Tuesday, March 18, 2014

The Pantheon


I was reading my Sunday New York Times when my heart skipped a beat.   There in the magazine was an article ``Who's More Famous than Jesus?'' which had to, just had to, be about our Who's Bigger rankings.

Well, it wasn't.  A project at MIT called Pantheon was the source of the article.   Pantheon also uses analysis of Wikipedia data to rank the fame of historical figures.    I will confess to a little sense of Schadenfreude in reading the comments complaining about theie rankings, including:

  • Their bias towards Americans in particular and the Western world in general.
  • That they contain too few women in highly ranked places
  • Gleefully pointing out occasional mechanical misclassifications of individuals (particularly problematic was identifying John Wayne Gacy as a comedian instead of a serial killer)
  • Making too big a deal of small differences between rankings of closely matched people
  • Complaining that Wikipedia is not a reliable source to analyze world culture.
This all sounded very familiar, because these comments have been made about our rankings as well.

It seems worthwhile to compare our rankings and methodology with that underlying Pantheon.  There are several differences between our approaches to using Wikipedia as a resource:
  • Languages -- Pantheon makes use of the multiplicity of Wikipedia language editions in its analysis.   To be ranked as truly famous one must appear in at least 25 different language editions.  This would make the rankings more inclusive of world opinion than our English-only analysis, although reader comments still complain about the Anglo-centric bias of the results.
  • Variables -- Of the Wikipedia variables we employ in our rankings (two forms of PageRank, hits, edits, and article lengths), Pantheon only employs page hits.   Thus their notion of Fame is more akin to our notion of Celebrity (which loads heavily on hits).  Gravitas is the other component of historical significance, which we found loading most heavily on PageRank.   Thus we would expect their rankings to over-emphasize popular culture ahead of ours.
  • Corrections for Time -- Pantheon employs an exponential decay model of fame in an attempt to correct for the recency bias of fame.   This overcompensates for the passage of time: six of the Pantheon top ten were ancient Greeks, with three others (Jesus, Confucius, and Julius Caesar) living 2,000 or more years ago.   The most recent member of the Pantheon top ten only gets us to the Renaissance (Leonardo da Vinci).  Our aging model is more sophisticated, and calibrated to appearances of names in 200 years of scanned books / Google Ngrams.
  • Validation -- Their website includes an analysis of how their rankings compare to performance in three sports domains: Formula 1 racing, tennis, and swimming.  Our book discusses how our rankings compare to sports statistics (particularly with respect to baseball), but we also perform a more general set of validation tests, including correlations against 35 published rankings, prices of collectables including paintings and autographs, and public opinion polls.
To their credit, their website is fun to play with and features a host of interesting visualizations.

But how good are the rankings?  It is easy to cherry-pick any set of rankings for things that look weird.
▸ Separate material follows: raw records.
PR #1334, opened 2026-01-02
Cache field maps for fromJson()

hudlow:
@timostamm probably a much more meaningful performance impact than #1315. Here's what I'm seeing:

image

PR #1337, opened 2026-01-09
feat: add json_types_numeric_enums plugin option

realtimetodie:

They name Rasmus Lerdorf (developer of the programming language PhP, who frankly I had never heard of) among their top 11,000 people, on the strength of being in more than 25 Wikipedia editions (he is actually in 31).  By comparison, we have him as the 51,670th most significant figure.  They rank Justin Bieber at 671 to our 8633, and Johnny Depp at 203 to our 2739, suggesting an over-emphasis of celebrity at the expense of gravitas.

But the right way to compare rankings is through validation measures.   This takes work, but I hope we can do such a study soon.  We will report our results here when we do.